=== WHAT THE EXERCISE ASKS ===
Both the line below containing "Closes #1079 in a roundabout way" and the line containing "random cleanup to", along with every line between them, should be repeated exactly; no other line belongs in the answer.

=== STUDY MATERIAL ===
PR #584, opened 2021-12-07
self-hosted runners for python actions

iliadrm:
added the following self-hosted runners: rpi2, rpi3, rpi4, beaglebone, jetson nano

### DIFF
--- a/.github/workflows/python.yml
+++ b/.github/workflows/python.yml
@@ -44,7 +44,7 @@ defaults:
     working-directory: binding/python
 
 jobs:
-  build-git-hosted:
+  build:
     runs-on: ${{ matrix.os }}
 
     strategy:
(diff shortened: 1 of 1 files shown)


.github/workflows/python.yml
* * *
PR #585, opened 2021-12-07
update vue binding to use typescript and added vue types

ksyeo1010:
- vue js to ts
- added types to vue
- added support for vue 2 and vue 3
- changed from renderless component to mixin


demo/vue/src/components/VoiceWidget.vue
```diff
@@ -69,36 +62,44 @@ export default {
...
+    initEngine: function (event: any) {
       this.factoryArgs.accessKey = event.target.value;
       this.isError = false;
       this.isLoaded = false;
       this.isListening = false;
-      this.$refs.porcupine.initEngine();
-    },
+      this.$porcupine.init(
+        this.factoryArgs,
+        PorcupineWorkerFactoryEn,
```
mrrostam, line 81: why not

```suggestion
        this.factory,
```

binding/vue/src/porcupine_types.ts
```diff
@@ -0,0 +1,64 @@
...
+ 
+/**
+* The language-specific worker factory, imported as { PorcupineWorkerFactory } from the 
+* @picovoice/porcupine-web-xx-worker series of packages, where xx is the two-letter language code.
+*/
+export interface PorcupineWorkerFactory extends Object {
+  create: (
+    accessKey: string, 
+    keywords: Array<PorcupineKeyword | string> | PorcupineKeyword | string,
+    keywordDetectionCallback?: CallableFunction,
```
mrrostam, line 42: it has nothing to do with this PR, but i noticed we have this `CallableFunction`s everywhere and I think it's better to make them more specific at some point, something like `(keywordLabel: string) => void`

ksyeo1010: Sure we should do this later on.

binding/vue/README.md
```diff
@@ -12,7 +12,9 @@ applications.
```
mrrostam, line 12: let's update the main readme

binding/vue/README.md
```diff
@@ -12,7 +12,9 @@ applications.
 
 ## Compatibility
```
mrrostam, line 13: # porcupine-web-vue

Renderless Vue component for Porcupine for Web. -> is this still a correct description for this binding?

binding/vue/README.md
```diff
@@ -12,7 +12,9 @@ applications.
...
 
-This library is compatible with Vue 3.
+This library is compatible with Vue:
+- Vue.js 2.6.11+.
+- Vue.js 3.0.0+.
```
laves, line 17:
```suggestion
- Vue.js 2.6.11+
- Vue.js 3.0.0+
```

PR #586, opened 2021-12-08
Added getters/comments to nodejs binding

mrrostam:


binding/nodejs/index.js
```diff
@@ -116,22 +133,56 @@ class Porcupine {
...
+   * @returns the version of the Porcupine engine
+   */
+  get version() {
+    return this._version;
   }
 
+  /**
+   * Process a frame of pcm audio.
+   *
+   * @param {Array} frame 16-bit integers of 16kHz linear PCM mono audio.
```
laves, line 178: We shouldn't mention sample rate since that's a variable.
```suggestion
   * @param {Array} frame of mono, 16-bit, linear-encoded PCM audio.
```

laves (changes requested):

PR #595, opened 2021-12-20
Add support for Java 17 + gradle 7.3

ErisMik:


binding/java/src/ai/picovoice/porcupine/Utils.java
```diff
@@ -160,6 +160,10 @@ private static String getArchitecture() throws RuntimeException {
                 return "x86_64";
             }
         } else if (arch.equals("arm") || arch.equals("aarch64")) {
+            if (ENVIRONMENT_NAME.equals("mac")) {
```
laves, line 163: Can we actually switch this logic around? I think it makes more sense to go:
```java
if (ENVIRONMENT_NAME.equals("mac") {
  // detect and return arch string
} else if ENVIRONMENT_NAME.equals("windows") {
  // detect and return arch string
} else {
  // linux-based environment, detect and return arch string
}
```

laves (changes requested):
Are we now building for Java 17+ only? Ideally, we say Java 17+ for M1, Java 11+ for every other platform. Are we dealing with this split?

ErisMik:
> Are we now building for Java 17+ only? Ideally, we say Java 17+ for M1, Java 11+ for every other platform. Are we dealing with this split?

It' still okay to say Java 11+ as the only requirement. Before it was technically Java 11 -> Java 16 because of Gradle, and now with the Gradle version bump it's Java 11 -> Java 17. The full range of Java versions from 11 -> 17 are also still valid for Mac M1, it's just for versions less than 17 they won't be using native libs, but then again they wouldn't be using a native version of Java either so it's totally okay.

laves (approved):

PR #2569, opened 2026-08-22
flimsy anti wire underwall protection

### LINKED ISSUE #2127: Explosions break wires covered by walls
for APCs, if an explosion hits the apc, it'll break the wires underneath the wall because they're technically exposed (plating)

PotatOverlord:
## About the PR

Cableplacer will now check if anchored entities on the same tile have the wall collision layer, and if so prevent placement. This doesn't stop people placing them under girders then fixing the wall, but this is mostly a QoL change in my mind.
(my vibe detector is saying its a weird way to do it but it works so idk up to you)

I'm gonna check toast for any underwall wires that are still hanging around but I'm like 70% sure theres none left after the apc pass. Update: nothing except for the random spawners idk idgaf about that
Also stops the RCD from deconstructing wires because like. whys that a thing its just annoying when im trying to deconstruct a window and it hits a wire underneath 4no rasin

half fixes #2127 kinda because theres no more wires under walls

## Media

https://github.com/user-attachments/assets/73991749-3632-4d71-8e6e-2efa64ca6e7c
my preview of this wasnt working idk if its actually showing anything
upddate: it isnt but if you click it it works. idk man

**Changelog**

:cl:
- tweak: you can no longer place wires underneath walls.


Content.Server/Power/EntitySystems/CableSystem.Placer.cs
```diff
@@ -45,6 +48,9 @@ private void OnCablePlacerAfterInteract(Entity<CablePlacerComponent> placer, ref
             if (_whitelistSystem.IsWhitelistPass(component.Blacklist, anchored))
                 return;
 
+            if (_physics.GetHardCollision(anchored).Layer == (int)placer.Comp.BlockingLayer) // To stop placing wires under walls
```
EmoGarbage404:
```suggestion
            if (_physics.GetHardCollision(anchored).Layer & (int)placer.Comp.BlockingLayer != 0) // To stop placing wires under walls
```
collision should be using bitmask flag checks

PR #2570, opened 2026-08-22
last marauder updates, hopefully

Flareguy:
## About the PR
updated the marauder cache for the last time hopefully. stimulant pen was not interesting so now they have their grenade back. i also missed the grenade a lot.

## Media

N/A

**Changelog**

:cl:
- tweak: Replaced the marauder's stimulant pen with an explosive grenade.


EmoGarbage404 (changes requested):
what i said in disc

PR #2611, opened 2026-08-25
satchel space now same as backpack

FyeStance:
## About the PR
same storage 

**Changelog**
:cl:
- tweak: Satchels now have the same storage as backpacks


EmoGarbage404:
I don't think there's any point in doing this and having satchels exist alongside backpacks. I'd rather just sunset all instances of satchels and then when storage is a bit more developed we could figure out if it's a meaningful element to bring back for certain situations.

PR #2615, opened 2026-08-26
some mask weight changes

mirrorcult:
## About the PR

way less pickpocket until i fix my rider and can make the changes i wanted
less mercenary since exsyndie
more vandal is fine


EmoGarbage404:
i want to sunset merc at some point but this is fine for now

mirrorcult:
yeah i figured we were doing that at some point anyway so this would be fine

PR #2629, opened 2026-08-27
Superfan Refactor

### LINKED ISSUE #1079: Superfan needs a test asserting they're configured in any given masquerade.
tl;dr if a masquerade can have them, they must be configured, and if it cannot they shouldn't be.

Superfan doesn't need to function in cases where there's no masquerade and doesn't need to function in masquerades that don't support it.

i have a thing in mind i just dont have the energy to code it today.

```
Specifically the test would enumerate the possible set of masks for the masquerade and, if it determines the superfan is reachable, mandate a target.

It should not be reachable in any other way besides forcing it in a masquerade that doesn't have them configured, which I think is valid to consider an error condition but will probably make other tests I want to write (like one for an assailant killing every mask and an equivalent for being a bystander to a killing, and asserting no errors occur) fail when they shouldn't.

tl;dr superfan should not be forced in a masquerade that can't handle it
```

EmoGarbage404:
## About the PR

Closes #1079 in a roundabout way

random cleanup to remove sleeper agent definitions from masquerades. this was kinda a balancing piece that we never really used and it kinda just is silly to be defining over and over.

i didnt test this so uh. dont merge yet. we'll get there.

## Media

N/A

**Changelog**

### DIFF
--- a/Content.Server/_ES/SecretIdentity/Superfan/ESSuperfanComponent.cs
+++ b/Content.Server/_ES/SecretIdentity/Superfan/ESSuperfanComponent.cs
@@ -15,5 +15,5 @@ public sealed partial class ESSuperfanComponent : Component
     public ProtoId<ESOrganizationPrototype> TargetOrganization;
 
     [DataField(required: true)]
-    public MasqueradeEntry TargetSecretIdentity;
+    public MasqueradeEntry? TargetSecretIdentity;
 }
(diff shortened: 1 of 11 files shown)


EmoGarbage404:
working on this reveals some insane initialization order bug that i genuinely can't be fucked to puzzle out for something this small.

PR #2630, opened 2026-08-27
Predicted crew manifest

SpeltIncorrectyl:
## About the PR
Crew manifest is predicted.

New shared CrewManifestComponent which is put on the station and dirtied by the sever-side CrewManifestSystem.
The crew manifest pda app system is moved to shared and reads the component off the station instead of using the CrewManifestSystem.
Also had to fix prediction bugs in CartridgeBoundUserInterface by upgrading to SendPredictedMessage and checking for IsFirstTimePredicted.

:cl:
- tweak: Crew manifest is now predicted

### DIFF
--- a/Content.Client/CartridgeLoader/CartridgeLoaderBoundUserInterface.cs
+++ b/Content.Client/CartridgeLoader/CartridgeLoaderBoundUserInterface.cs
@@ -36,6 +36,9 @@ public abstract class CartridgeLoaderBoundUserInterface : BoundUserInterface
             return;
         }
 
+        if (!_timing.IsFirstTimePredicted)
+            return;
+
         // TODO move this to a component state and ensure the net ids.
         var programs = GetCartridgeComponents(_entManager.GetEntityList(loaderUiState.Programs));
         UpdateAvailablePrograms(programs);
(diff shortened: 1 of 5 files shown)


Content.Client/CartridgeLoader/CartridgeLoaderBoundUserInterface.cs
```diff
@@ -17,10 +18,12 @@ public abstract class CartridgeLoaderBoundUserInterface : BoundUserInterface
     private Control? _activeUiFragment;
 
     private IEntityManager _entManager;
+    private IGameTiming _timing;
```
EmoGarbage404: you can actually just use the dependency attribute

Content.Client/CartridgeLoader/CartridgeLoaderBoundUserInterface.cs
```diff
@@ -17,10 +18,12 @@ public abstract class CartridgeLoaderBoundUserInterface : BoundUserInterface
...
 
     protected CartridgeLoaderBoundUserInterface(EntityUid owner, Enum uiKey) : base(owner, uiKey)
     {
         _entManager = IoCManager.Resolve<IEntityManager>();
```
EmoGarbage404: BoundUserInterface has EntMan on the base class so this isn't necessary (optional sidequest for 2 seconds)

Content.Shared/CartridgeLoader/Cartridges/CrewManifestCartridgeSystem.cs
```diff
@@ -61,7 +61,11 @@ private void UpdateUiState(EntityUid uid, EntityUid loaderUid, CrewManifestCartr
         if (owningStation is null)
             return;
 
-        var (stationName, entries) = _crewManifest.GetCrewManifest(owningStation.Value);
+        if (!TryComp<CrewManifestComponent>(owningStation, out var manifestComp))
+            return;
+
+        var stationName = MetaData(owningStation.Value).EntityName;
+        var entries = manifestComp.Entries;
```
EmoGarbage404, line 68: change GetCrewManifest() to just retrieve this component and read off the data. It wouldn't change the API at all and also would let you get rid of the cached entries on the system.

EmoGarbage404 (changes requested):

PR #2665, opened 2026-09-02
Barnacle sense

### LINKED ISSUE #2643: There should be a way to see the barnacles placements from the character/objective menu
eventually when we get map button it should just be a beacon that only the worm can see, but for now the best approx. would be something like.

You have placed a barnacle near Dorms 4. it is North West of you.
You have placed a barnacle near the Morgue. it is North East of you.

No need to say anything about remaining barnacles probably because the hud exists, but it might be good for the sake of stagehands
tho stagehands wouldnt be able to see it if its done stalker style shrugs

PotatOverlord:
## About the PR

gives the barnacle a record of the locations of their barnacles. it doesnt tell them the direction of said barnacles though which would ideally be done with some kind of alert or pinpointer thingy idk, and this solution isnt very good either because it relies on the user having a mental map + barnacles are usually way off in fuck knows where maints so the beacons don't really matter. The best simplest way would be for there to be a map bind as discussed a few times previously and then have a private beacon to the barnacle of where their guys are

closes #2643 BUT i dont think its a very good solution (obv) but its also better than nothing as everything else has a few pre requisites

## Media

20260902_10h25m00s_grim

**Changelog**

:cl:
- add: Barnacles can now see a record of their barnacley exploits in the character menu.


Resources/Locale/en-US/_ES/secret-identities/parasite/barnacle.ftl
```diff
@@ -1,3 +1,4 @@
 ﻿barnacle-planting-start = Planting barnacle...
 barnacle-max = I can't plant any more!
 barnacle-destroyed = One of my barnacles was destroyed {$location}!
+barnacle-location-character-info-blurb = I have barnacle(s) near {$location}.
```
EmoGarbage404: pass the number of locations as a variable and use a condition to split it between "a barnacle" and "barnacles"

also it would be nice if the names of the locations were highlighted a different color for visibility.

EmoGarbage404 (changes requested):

=== RESPONSE ===
Closes #1079 in a roundabout way

random cleanup to remove sleeper agent definitions from masquerades. this was kinda a balancing piece that we never really used and it kinda just is silly to be defining over and over.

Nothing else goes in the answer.